The defendants also claim that the trial court improperly (1) found defects in the title that exist because provisions in the root of title were void, (2) applied a doctrine of common scheme and development that gave effect to events and transactions outside the plaintiffs’ chain of title, (3) failed to require that the plaintiffs file a notice to preserve their claim and (4) failed to find that the actions of the plaintiffs to enforce a private restriction were barred by the statute of limitations. We decline to review any issues outside the scope of the remand. See also footnote 2.

We note that although the plaintiffs did not expressly raise as an alternate ground for affirmance the argument that the 1989 deed provided the defendants with adequate notice of the restrictions, they made this argument in their brief, and the defendants had an opportunity to respond to this argument. Given the fact that neither party would be prejudiced by our doing so, we treat this argument as if it had been properly raised as an alternate ground for affirmance.

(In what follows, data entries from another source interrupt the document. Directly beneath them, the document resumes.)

PR #177, opened 2026-03-31
Early stage of the easy connections

### LINKED ISSUE #119: Easy box connection
When you're zoomed out it's pretty hard to connect boxes because the handles are so small. ReactFlow has an example for ["proximity connect"](https://reactflow.dev/examples/nodes/proximity-connect) which is similar to what we did in the old LynxKite. I think our solution was even nicer:
- If you're moving a box and it's close to another box, an edge is added between them.
- This new edge is weak. If you move close to another box (in the same movement) the edge is replaced by a new edge for the second box.
- But moving farther from the box does not break the new edge.
- None of this affects old edges.

banhidiboti:
Resolves #119.


lynxkite-app/web/src/workspace/Workspace.tsx
```diff
@@ -60,6 +60,43 @@ const PlayIcon = memo(Play);
 const PauseIcon = memo(Pause);
 const CloseIcon = memo(Close);
 const ChangeTypeIcon = memo(Transfer);
+const MIN_AUTO_CONNECT_DISTANCE = 220;
+
+function allowsMultipleConnections(inputType: unknown): boolean {
```
darabos: Wow, this is complex! I don't think we can safely make any guesses like this. Different executors may have very different semantics.

How about a simpler solution: Just assume everything allows multiple connections. I hope that will be fine. If it's annoying, we can switch to assuming nothing allows multiple connections.

lynxkite-app/web/src/workspace/Workspace.tsx
```diff
@@ -305,24 +335,245 @@ function LynxKiteFlow() {
...
     [crdt],
   );
-  const parentDir = parentPath(path!);
+
+  function getAbsPos(node: Node) {
+    const internal = reactFlow.getInternalNode(node.id);
+    return internal?.internals.positionAbsolute ?? node.position;
+  }
+
+  function getNodeHandles(node: Node) {
```
darabos: That's a lot of code! Is it the same code as in LynxKiteNode.tsx? If so, could you please de-duplicate it?

lynxkite-app/web/src/workspace/Workspace.tsx
```diff
@@ -305,24 +335,245 @@ function LynxKiteFlow() {
...
+    const width = node.width ?? 200;
+    const height = node.height ?? 200;
+    const offset = (handle.offsetPercentage ?? 50) / 100;
+    if (handle.position === "left") return { x: p.x, y: p.y + height * offset };
+    if (handle.position === "right") return { x: p.x + width, y: p.y + height * offset };
+    if (handle.position === "top") return { x: p.x + width * offset, y: p.y };
+    return { x: p.x + width * offset, y: p.y + height };
+  }
+
+  function findClosestHandlePair(sourceNode: Node, targetNode: Node) {
```
darabos: I think some of these functions could easily be moved into a separate file. Just to make it easier to navigate Workspace.tsx.

lynxkite-app/web/src/workspace/Workspace.tsx
```diff
@@ -305,24 +335,245 @@ function LynxKiteFlow() {
...
+          closeEdge.source,
+          closeEdge.sourceHandle!,
+          closeEdge.target,
+          closeEdge.targetHandle!,
+        )
+      ) {
+        setPreviewEdge(null);
+        return;
+      }
+      setPreviewEdge({
```
darabos: It's possible that a preview edge already exists, and it's the same as `closeEdge`. In this case we don't need to call `setPreviewEdge()`. This may be a meaningful saving, as it avoids triggering a re-render on ever frame when a node is moving. (Although it's possible that already triggers a re-render anyway.)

See Practice Book § 63-4. We further note that even though the trial court did not rule on this issue we will consider, in the interests of judicial economy, whether, as a matter of law, the trial court’s judgment can be sustained on this alternate ground. See Skuzinski v. Bouchard Fuels, Inc., 240 Conn. 694, 702-703, 694 A.2d 788 (1997). In this regard, we note that the question of whether the defendants had notice of the restriction as set forth in their deed presents a question of law. See Hamilton v. Nutt, 34 Conn. 501, 510 (1868).